Scripts

I'm not quite ready to leave tomorrow, but I'm getting there. I have done more than a few loads of laundry, both so I have something to pack and people here have something to wear. I have the menu done. I've completed my homework for my class and sent it in. I've left several documentaries for people to watch so we can continue to check things off the school list. I have thought a lot about what books I am going to bring. I have not thought at all about what clothes I'm going to pack, so I suppose I should do that. And today, I have spent significant amounts of time working on R.'s script with her.

Things had been fairly calm up to today given that I am leaving for the weekend. Today, though, as I'm walking back from the barn., L. runs out to let me know that R. had a seizure. My first question, of course, was, "Does she still have all her teeth?" She did, thank goodness. But it still did not bode well for the day or the weekend. When I got into the house, she was still not quite herself. But I got her some medicine and sitting back down so she could finish eating her breakfast. (Like many children with a trauma history, protein... lots of it in regular intervals... is proving crucial to her ability to maintain equilibrium.) I sat next to her while I was eating my breakfast, so that helped and she managed to get it down. 

I then decided that I needed to approach this head on. We spent a long time talking about me going to Arizona. Why I was going, what I was going to be doing, and when I would be back. We then talked about what she can do whenever she feels anxious about me going (or being gone). She is first going to say to herself out loud, "My Mommy comes back." This alone has the ability to knock her anxiety down a step. We practiced today, every time she was anxious, her saying this phrase. It took a bit of coaching for her to remember, but every time she said it, I could watch her body unfold and relax just a little bit. We then talked about what she can do while I am gone. She can tell Daddy she is feeling worried or sad. We talked about what Daddy would do if she told him that. (Give her a hug, read a book, etc.) We talked about sometimes being able to call me on the phone so we could talk. She was also a little sad that she couldn't see Grammy, too, so she spent some time drawing pictures for her that I can take. I told her I would take a picture of them where ever Grammy decided to display them. This pleased her and also had the added bonus of giving her something to look forward to over the weekend. We talked about the things she could do so to entertain herself (helping Daddy, riding her scooter, playing with an activity box, drawing pictures, etc.) 

These were not one time conversations. I had all of these conversations many times over the course of the day, and then J. got to have the same conversations after he got home from work. We also practiced doing some deep breathing after she reminded herself that I was going to come back. J. added some activities that they could do together over the weekend. As of right now, she is balanced and not showing significant anxiety. She has also been able to look forward to some of the things she will be doing over the weekend.
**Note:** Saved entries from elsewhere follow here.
PR #866, opened 2022-05-06
Clickable link in huggingface-cli 

leondz:
When invoking huggingface-cli login without active authentication, a helpful feedback message containing a link to the tokens page is given. The link however is followed immediately by a full stop . so that it lands on a 404 when clicked (macOS / "hyper" shell). This PR adds one space to avoid the false 404 and land on the right page.


LysandreJik (approved):
Thank you, @leondz!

Just being able to manage these conversations without disassociating is kind of huge step for her. Her ability to stay in the moment even if it feels a little uncomfortable is slowly growing. Disassociation is still her go-to coping mechanism, but sometimes she can over ride her initial instinct. It is one of those small steps that is actually kind of huge. She also has a little more language now, so this also makes conversations a little more possible. You learn to appreciate the baby steps, especially after years of barely seeing any progress at all.

I'm not planning on taking a computer with me, so I probably won't be doing much... if any... blogging. I do plan on visiting with my mom, sitting in the warmth and reading, visiting with some friends, and doing a little piano judging, because that is ostensibly the reason I'm going. If you think of it, say a quick prayer for J. and R. That they both are able to sleep and that the weekend is blissfully dull.